Well, I thought they did. Why is everybody’s dispensary being hassled?

Timothy Crlenjak

New Writer of the Purple Rage

Livid in the USA

Eureka

Kind, thoughtful PG&E 

To Humboldt State University Administration, Arcata Main Street and Arcata Chamber of Commerce:

It was recently brought to my attention that PG&E had planned a large construction project for all day tomorrow at Seventh and H streets that involved trenching, clearing out and replacing a large gas transmission line, blocking a traffic lane, operating heavy equipment, etc.

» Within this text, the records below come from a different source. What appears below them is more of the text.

PR #517, opened 2026-05-03
Refactor

mzuenni:


bapctools/generate.py
```diff
@@ -2639,7 +2639,8 @@ def generate(problem: Problem) -> bool:
 
 def testcases(problem: Problem) -> set[Path]:
     try:
-        gen_config = GeneratorConfig(problem)
+        with config.suppress_warnings(level=2):
```
mpsijm: Why suppress warnings here?

bapctools/config.py
```diff
@@ -286,11 +292,23 @@ def copy(self) -> "ARGS":
...
+    try:
+        yield
+    finally:
         args.__dict__.clear()
-        args.__dict__.update(self.args.__dict__)
+        args.__dict__.update(old_args.__dict__)
+
+
+@contextmanager
+def suppress_warnings(level: int = 1) -> Generator[None]:
```
mpsijm, line 316: We should make it clearer what the different levels mean. Possibly even better, the `level` could be an enumeration that allows selecting values like `WARN`(`ING`) or `ERROR`

bapctools/problem.py
```diff
@@ -490,8 +505,15 @@ def __init__(self, path: Path, tmpdir: Path, label: Optional[str] = None):
         self.path = path
         self.tmpdir: Path = tmpdir / self.name
         self.tmpdir.mkdir(parents=True, exist_ok=True)
+
+        bar = PrintBar(self.name)
+        if not self.path.is_dir():
+            bar.fatal("problem directory not found")
+        if not Problem._SHORTNAME_REGEX.fullmatch(self.name):
+            bar.warn(f"name does not match {Problem._SHORTNAME_REGEX.pattern}")
```
mpsijm, line 513: Since you changed the warning to say "name" instead of "shortname", we should print the violating `problem.name` in this warning, to make it clearer to the user which name is violating the regex (in particular, it's not the name in `problem.yaml`).

bapctools/fuzz.py
```diff
@@ -280,26 +279,22 @@ def runner(task: GeneratorTask | SubmissionTask) -> None:
...
-        self.finish_task()
-
-        # wait for the queue to run empty (after config.args.time)
-        self.queue.join()
-        # At this point, no new tasks may be started anymore.
-        self.queue.done()
-
-        signal.signal(signal.SIGINT, old_handler)
+        except KeyboardInterrupt:
+            fatal("Running interrupted", force=True)
```
mpsijm, line 297: Isn't this forceful exit already done by `main()` in `cli.py`?

bapctools/config.py
```diff
@@ -284,3 +290,25 @@ def copy(self) -> "ARGS":
 
 
 args = ARGS("config.py")
+
+
+@contextmanager
+def restore_args() -> Generator[None]:
```
mpsijm: In its current form, the name `restore_args` could be slightly confusing. It does not immediately restore the args when _entering_ the `with` block, but rather, it restores the args when _exiting_ the `with` block.

What do you think of the idea that this context manager can be used to _configure_ the temporary arguments, rather than to clean up changes when exiting the context? This matches with the intuition that we're opening some context with temporarily changed arguments, which will then be cleaned up when exiting the `with` block. So, this would look something like:
```py
        with config.temporary_args({"jobs": (os.cpu_count() or 1) // 2}):
            solve_stats.generate_solve_stats(config.args.post_freeze)
```
The only thing is that this makes it hard to type-check these temporary arguments. It could also be a function that manipulates a temporary version of args, but that's a bit more verbose:
```py
        def use_half_cores(args: config.ARGS):
            args.jobs = (os.cpu_count() or 1) // 2

        with config.temporary_args(use_half_cores):
            solve_stats.generate_solve_stats(config.args.post_freeze)
```
Or perhaps we could pass some temporary `ARGS` object:
```py
        tmp_args = config.ARGS(dummy_path?)
        tmp_args.jobs = (os.cpu_count() or 1) // 2
        with config.temporary_args(tmp_args):
            solve_stats.generate_solve_stats(config.args.post_freeze)
```
But `ARGS` also has a (very untyped) `**kwargs` argument that could be (ab)used to avoid type checking the fields of `ARGS` anyway 😂

mpsijm (changes requested):
Nice changes, I especially like the context managers to automatically restore the arguments 😄

bapctools/generate.py
mzuenni: only the generate function should print these errors. Here it is sufficient to just return no testcases if there are errors.

bapctools/problem.py
mzuenni: The message now looks like this:
```
<the invalid shortname>: name does not match [a-z0-9]{1,255}
```
That should be fine right? I could also say "directory"?

bapctools/fuzz.py
mzuenni: The one in `cli.py` does not set `force=True`

bapctools/config.py
mzuenni: We could do something like:
```python3
tmp_args = config.args.copy()
tmp_args.jobs = (os.cpu_count() or 1) // 2
with config.temporary_args(tmp_args):
```
But (besides the naming) IMO the current syntax looks nicer/cleaner? It makes clear that we are inside a scope and only change args temporarily... Having this `tmp_args` as an actual variable is kind of messy...?

`ARGS` is fully checked at runtime, so that is fine.

bapctools/generate.py
mzuenni: (this function is only used for stats, and could also just return an int...)

bapctools/config.py
mzuenni: should I just rename `restore_args` to `temporary_args`? It does create the temporary `ARGS` object so that would be fitting?

bapctools/config.py
mzuenni: an enum might be a bit overkill (for now)? could also be a bool `suppress_errors`.

Initially I made this an int to represent a "log level" similar to `verbose`... but I came to the conclusion that we should not have a public flag like `suppress_warnings`.

mpsijm: Sure, the ad-hoc integer argument works for now :stuck_out_tongue: Thanks for adding the comment with the explanation at least :slightly_smiling_face:

bapctools/config.py
mpsijm: With the current syntax (which is indeed nice), `temporary_args` is already better yeah, thanks :smile:

mpsijm (approved):
The PR is still in draft mode, what's still needed before it's ready to merge? :slightly_smiling_face:

mzuenni:
> The PR is still in draft mode, what's still needed before it's ready to merge? 🙂

I am currently rewriting the `generators.yaml` parsing based on the `YamlParser` but that could also become a new PR

mpsijm:
> I am currently rewriting the `generators.yaml` parsing based on the `YamlParser` but that could also become a new PR

Nice! :smile: Separate PRs for independent rewrites is easier to review anyway (also prevents generic PR titles like "Refactor") :slightly_smiling_face:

While the project did not involve cutting gas service to businesses, it nevertheless would cause a large and unsightly hole in the street, traffic congestion and possible gas odors.

Since this is Commencement weekend for Humboldt State University and one of the busiest weekends of the year for Farmers’ Market, our Downtown businesses, and the University, I asked PG&E to consider changing their plans to perform the work on another weekend. I argued it would be in extreme bad form to have such a construction project in our Downtown district during a time when our city and the University is working hard to look as welcoming as possible to thousands of out of town visitors.

I am very pleased to report that PG&E has agreed to change their plans and will schedule the work for another less busy weekend in the future.

Please join me in extending our sincere gratitude to PG&E for their kind and thoughtful support on this very important weekend. Special thanks to PG&E representative Alison Talbot for her incredible responsiveness on this issue!

 Randy Mendosa, city manager

City of Arcata California

 

St. Mary’s School closing 

Following the completion of the current School Year on June 15, 2012, St. Mary School in Arcata will close. This closure is for reasons of very low enrollment and escalating costs. The enrollment is currently 26 students.

The decision to close the School comes after a lengthy evaluation process which involved the Finance Council of St. Mary Church, the Superintendent of Catholic Schools of the Diocese of Santa Rosa, and Bishop Robert Vasa, head of the Diocese of Santa Rosa. All are in agreement with the decision to close the school.

I ask all persons to receive this news as best they can. Kindly know of my prayers for the current School families and the School personnel who are directly affected by this decision. Know as well of my gratitude to all who have given support to the School—whether time, talent, or treasure. For over 50 years, St. Mary’s School has been forming students for responsible lives as members of the Church and as citizens of our global society. We are thankful for what has been achieved and the closing of the School does not alter this wonderful record.